When Last I Died
- First US edition
- Author: Gladys Mitchell
- Language: English
- Series: Mrs Bradley
- Genre: Mystery
- Publisher: Michael Joseph (UK) Alfred A. Knopf (US)
- Publication date: 1941
- Publication place: United Kingdom
- Media type: Print
- Preceded by: Hangman's Curfew
- Followed by: Laurels Are Poison

= When Last I Died =

1941 novel

When Last I Died is a 1941 mystery detective novel by the British writer Gladys Mitchell. It is the thirteenth in her long-running series featuring the psychoanalyst and amateur detective Mrs Bradley. In a review in The Observer, Maurice Richardson described it as "perhaps Miss Mitchell’s best, most ingenious crime story yet."

==Synopsis==
After renting a house by the seaside Mrs Bradley comes across the diary of a former tenant in the house Bella Foxley, once accused of murdering her cousin some years before.

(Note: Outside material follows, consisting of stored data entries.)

PR #400, opened 2026-08-18
fix(proxy): preserve terminal summon replay semantics

lalalune:
## Summary

Follow-up to merged #369 and #394:

- return persisted terminal and `outcome_unknown` dispositions before revalidating short-lived X summon evidence
- preserve final-boundary summon verification for every fresh, dispatchable execution
- ensure terminal replay never reaches the atomic claim, credential decryption, or upstream forwarding path
- retain #394’s truly-absent-provenance compatibility behavior

## Security rationale

Summon attestation expiry or adapter-key rotation after a completed dispatch must not rewrite an immutable idempotent replay into `EXEC_AUTH_SUMMON_ATTESTATION_INVALID`. The persisted dispatch disposition is authoritative once the nonce is consumed or dispatch state has advanced. Fresh executions still revalidate exact audience, tenant, agent, account, source post, action scope, idempotency hash, signature, expiry, and request-envelope digest before claim/decrypt/fetch.

## Validation

Exact base: `8d7da9e26bc1020a0d89c20955d3f3cab7d10f94`
Exact head: `66f997093bd3ab919032916421ca8affca607ac7`

- focused governed execution + X summon suites: 49 passed, 189 assertions
- `@stwd/proxy` TypeScript build: passed
- Biome on all relevant files: passed
- `git diff --check`: passed

Regression matrix covers both `succeeded` and `outcome_unknown` replays after both attestation expiry and signing-key removal, asserting zero upstream dispatch.

### DIFF
--- a/packages/proxy/src/__tests__/governed-execution.test.ts
+++ b/packages/proxy/src/__tests__/governed-execution.test.ts
@@ -1262,6 +1262,39 @@ describe("PR4 dispatchGovernedExecution claim + dispatch", () => {
     expect(captured).toBeNull();
   });
 
+  it("P26: invalid summon evidence on a fresh execution is denied before claim", async () => {
+    const summonDigest = `sha256:${"8".repeat(64)}`;
+    const { intentId, authorizationId } = await seedExecutionReady({
+      requestEnvelope: {
+        schemaVersion: "steward.provider-request.v1",
+        xSummonAttestationDigest: summonDigest,
+      },
+      safeSummary: {
+        xSummonAttestation: {
+          schemaVersion: "steward.x-summon-attestation.v1",
+          keyId: "adapter-removed",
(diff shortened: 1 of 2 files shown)


lalalune:
Final exact-current-base evidence at `7494dcc8670b25f1e24ea88b0d07c60234d08b94` on `dc4279efcc8b8db8323b9ca7a497c9339fbc1fc1`: terminal succeeded/outcome_unknown results remain stable across attestation expiry/key removal; fresh invalid evidence still denies before claim/decrypt/fetch. The integration was updated to preserve the newly landed bounded-response invariant: an oversized credential-bearing open stream fails closed and is cancelled, releasing the slot. Governed suite 47/47 (186 assertions), proxy graph build 9/9, Biome/diff green.

PR #404, opened 2026-08-18
fix(proxy): fail closed on Slack response errors

lalalune:
## Security finding and repair

Post-merge review of #302 found three residual response-boundary failures:

- an interrupted Slack response left a disturbed stream for later credential scanning
- Slack `ok:true` was audited before credential-reflection checks
- Slack semantic parsing and the generic credential scanner used `arrayBuffer()` before checking size, so absent or false `Content-Length` could allocate beyond the intended inspection bound

This draft preserves the disturbed-stream and audit-order fixes, and adds one independent fixed 2 MiB bounded reader for every inspectable credential-bearing response. It counts actual streamed bytes, validates declared length, cancels on overflow/error, discards partial bytes, and exposes only fixed errors. The same resulting bytes are reused by Slack semantics, LLM spend parsing, credential reflection scanning, and the downstream response—no second read and no contradictory Slack success audit.

Hostile regressions cover interrupted bodies, missing `Content-Length`, lying-small `Content-Length`, chunk overflow/cancellation, split credential reflection, audit ordering, and slot release.

Exact validated head: `56fd28a7e91d96eb3d43816b0855e62a0d7a459f`
Base: `93322dd1a809cdcc298be3a15ec450b9f16d66e7`

- Slack credential routes: 8/8 (39 assertions)
- generic proxy spend/SSRF/credential suite: 32/32 (174 assertions)
- proxy TypeScript build, Biome, and diff check: clean

Fresh exact-head CI is required before merge; keep draft until green.

### DIFF
--- a/packages/proxy/src/__tests__/slack-credential-route.test.ts
+++ b/packages/proxy/src/__tests__/slack-credential-route.test.ts
@@ -126,6 +126,65 @@ describe("Slack narrow credential route", () => {
     expect(audit.at(-1)?.reason).toBe("slack-api-error:channel_not_found");
   });
 
+  test("fails closed on an interrupted Slack body and releases the proxy slot", async () => {
+    const { tenantId, agentId } = await fixture();
+    proxyMod.__setProxyInFlightCapsForTests({ perAgent: 1, perTenant: 1 });
+    try {
+      proxyMod.__setForwardProxyRequestForTests(
+        async () =>
+          new Response(
+            new ReadableStream<Uint8Array>({
+              start(controller) {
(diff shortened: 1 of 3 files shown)


lalalune:
Final exact-current-base validation at `ca9d2fa64d139db1ce9928a7f0593486cea22f1b` on `57a42be52f2fa16e254d6949c373f64f37ef4e5c`: bounded 2 MiB actual-byte reader is reused across Slack semantics, LLM spend parsing, generic credential scanning, and downstream response; missing/lying Content-Length overflow cancels and fails closed; disturbed streams release slots; Slack success audit remains after credential-reflection rejection. Exact proxy graph build 9/9; Slack + generic hostile suites 40/40, 221 assertions; TypeScript, Biome, and diff-check green.

PR #407, opened 2026-08-18
test(proxy): isolate query preservation fixture

lalalune:
## Finding

The query-preservation integration suite relied on an ambient `STEWARD_PROXY_DEV_MODE=true`. From a clean environment all 11 cases stopped at the production fail-closed proxy gate with 401, so the test never exercised query preservation.

## Fix

Opt into the explicit local-test proxy posture before importing the handler and restore the caller's original environment afterward. Production defaults and assertions remain unchanged.

## Validation

- clean-env query-preservation suite: 11 pass, 65 expectations
- proxy dependency build graph: 9/9 pass
- Biome and git diff check: pass

### DIFF
--- a/packages/proxy/src/__tests__/proxy-query-preservation.test.ts
+++ b/packages/proxy/src/__tests__/proxy-query-preservation.test.ts
@@ -88,6 +88,10 @@ beforeAll(async () => {
 });
 
 afterAll(async () => {
+  // This file replaces DNS and the final network forwarder. Restore the real
+  // production functions so a shared-process run cannot leak its permissive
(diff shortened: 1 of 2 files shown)


lalalune:
Independent exact-head audit at `fe4dbc3ffb8e0fef2217d4d5ccbef04a762ae636` on `4186de53817717c6eae4f7568a8923c99700bebb`: the fixture snapshots/restores dev mode and now resets every mutable proxy handler seam back to the exact production rate/spend/DNS/forward functions. Query preservation assertions are unchanged; isolated suite, dependency build, Biome, and diff-check are green.

PR #414, opened 2026-08-18
fix(security): W3-D re-audit batch — policy/trading fail-closed residuals

lalalune:
Security re-audit residuals for plugin-trading.

- Durable idempotency fallback fails closed instead of evicting live or in-flight records when bounded local storage is saturated.
- Operator recovery rate-limit fallback likewise fails closed when all bounded windows are live.
- Redis-backed production behavior and existing durable reservation semantics remain unchanged.

Exact head: 37c988cb0012fc308d67964d950afbe11264eabb
Included develop: a7b1d566b6e09136ac7f6e723fa5e053203b3907

- focused idempotency and operator policy suites: 31/31, 86 assertions
- plugin-trading dependency build: 12/12
- Biome and diff-check: green
- independent semantic review: accept

Fresh hosted CI and required review remain merge gates.

### DIFF
--- a/packages/plugin-trading/src/__tests__/idempotency-store.test.ts
+++ b/packages/plugin-trading/src/__tests__/idempotency-store.test.ts
@@ -172,6 +172,52 @@ describe("DurableIdempotencyStore (SEC-043)", () => {
     expect(await store.check("scope", undefined, "hash-1")).toEqual({});
   });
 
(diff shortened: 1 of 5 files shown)


lalalune:
Temporarily restored Draft while the exact-current-head adversarial policy/trading audit is still running. Do not merge until that audit and fresh exact-head CI complete.

PR #415, opened 2026-08-18
test(proxy): align stream fixture with response inspection

lalalune:
## Summary
- update the governed stream regression for the fail-closed credential-response inspection merged in #404
- assert an oversized credential-bearing stream returns the stable 502 dispatch failure
- preserve the original concurrency-slot safety proof by asserting the hostile stream is cancelled

## Validation
- `STEWARD_AUDIT_HMAC_KEY=<test> bun test packages/proxy/src/__tests__/governed-execution.test.ts --test-name-pattern P36` — 1/1
- `bunx turbo run build --filter=@stwd/proxy...` — 9/9
- Biome and `git diff --check` green

Follow-up to #404.

### DIFF
--- a/packages/proxy/src/__tests__/governed-execution.test.ts
+++ b/packages/proxy/src/__tests__/governed-execution.test.ts
@@ -1583,17 +1583,22 @@ describe("PR4 dispatchGovernedExecution claim + dispatch", () => {
     expect(captured).toBeNull();
   });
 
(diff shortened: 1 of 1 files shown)


lalalune:
Closed as redundant: merged #393 independently updated the same P36 regression to the correct fail-closed oversized credential-response semantics while this follow-up was in flight. Current develop already asserts the 502 failure and hostile-stream cancellation, so retaining this PR would duplicate the test change.

PR #563, opened 2017-03-03
config.json: update house

robphoenix:
add topics and change difficulty

### DIFF
--- a/config.json
+++ b/config.json
@@ -139,9 +139,13 @@
       "topics": []
     },
     {
-      "difficulty": 1,
+      "difficulty": 4,
       "slug": "house",
-      "topics": []
+      "topics": [
+        "Strings",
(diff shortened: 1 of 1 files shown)


ferhatelmas:
Don't we need to reorder exercises according to difficulty ?

robphoenix:
We will need to re-order at some point, yes. We can either re-order as we go along or when the `config.json` file is complete. If we order as we go there might be quite a bit of churn as we continue to update `config.json`, though if we wait for `config.json` to be completed we may be waiting a while.
Also, is it generally accepted to order according to difficulty, rather than interspersing a run of difficult exercises with something slightly easier, to keep morale up as it were, or taking into consideration the topics as well so that similar exercises are not too closely grouped?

Convinced that Bella was unfairly accused, Mrs Bradley takes it upon herself to investigate a supposedly haunted house where the murder has taken place.

==Bibliography==
- Klein, Kathleen Gregory. Great Women Mystery Writers: Classic to Contemporary. Greenwood Press, 1994.
- Miskimmin, Esme. 100 British Crime Writers. Springer Nature, 2020.
- Reilly, John M. Twentieth Century Crime & Mystery Writers. Springer, 2015.